Karl5766 commented 2 months ago

This more complicated than I thought, for pytest whenever fakefs_tmp is used it seems that the global pathlib.Path class is mocked by a pyfakefs' fake_pathlib.FakePathlibPathModule object, which causes issues since UPath.__init__() uses some hacks to get its superclass Path to initialize a new UPath instance. This will throw a TypeError with the following code I added to e.g. test_generate_inputs.py

def test_upath(fakefs_tmpdir: Path):
    from upath import UPath
    UPath('/some/linux/path')  # raises an exception where this shouldn't

Any idea how to resolve this issue?

I also see many tests failing with Data generation is extremely slow: Only produced 9 valid examples in 1.02 seconds (5 invalid ones and 0 exceeded maximum size). Try decrea…, is this expected? This happens when I run (OS: on both Windows and WSL)

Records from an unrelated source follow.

PR #6313, opened 2018-10-15
Fixes VSTS Bug 701972: [Feedback] Mouse Cursor is always an arrow

mkrueger:
https://devdiv.visualstudio.com/DevDiv/_workitems/edit/701972

Cursors get disposed on destroy. The TextViewMargin tried to share the
same cursor objects (as only margin which changes the cursor).


slluis:
@mkrueger build failed...

slluis:

PR #7867, opened 2019-06-11
Force High Sierra SDK

slluis:
Just a test


Therzok:
SDK_PATH seems empty.

Therzok:
SDK_PATH seems empty. There is no 10.13 SDK in Xcode 10.1/10.2

PR #7870, opened 2019-06-11
[CSharpBinding] Allow choosing C# 8

sandyarmstrong:
Remove `CSharp8` and `LatestMajor` from unsupported list.

Fixes https://devdiv.visualstudio.com/DevDiv/_workItems/edit/916849


sandyarmstrong:

abock:
Opened the explicit backport because `master` seems to be too much in flux and we want a CI build that works to verify.

mrward:
I guess we have no plans to support this conditionally based on the Mono version?

Therzok:
_is comtemplating bumping minimum mono version to 6.x_

slluis:
@monojenkins backport release-8.2-preview1

sandyarmstrong:
@mrward I think that's a lovely idea, but probably requires more discussion. One concern is adding support for a Mono version that we will never dogfood with.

poetry run poe test -n 6 -m "not docker"

Edit: Note this problem only exists if we have replaced all Path as UPath in the pybids repo. I'm also opening a PR for changes allowing the repo to support UPath.

pvandyken commented 1 month ago

This more complicated than I thought, for pytest whenever fakefs_tmp is used it seems that the global pathlib.Path class is mocked by a pyfakefs' fake_pathlib.FakePathlibPathModule object, which causes issues since UPath.init() uses some hacks to get its superclass Path to initialize a new UPath instance. This will throw a TypeError with the following code I added to e.g. test_generate_inputs.py

I wouldn't test with UPath specifically. At most, just make a very light subclass of Path that doesn't change anything (actually, Path itself has some "hacks" so subclassing it may not be straightforward. Python 3.12 introduces the with_segments method that makes this much easier, so possibly just run the test in python 3.12 and higher.

I also see many tests failing with Data generation is extremely slow: Only produced 9 valid examples in 1.02 seconds (5 invalid ones and 0 exceeded maximum size). Try decrea…, is this expected? This happens when I run (OS: on both Windows and WSL)

Unfortunately this is rather normal. On the gh-actions testing I have all the time limits disabled so it doesn't pop up. At some point it probably would be good to go through and address some of these more specifically, but it's not high priority. For now, I recommend not running the entire test suite on your machine but just the tests you need, and let the rest run on the server.

Karl5766 commented 1 month ago

Closing this issue as PR has been merged.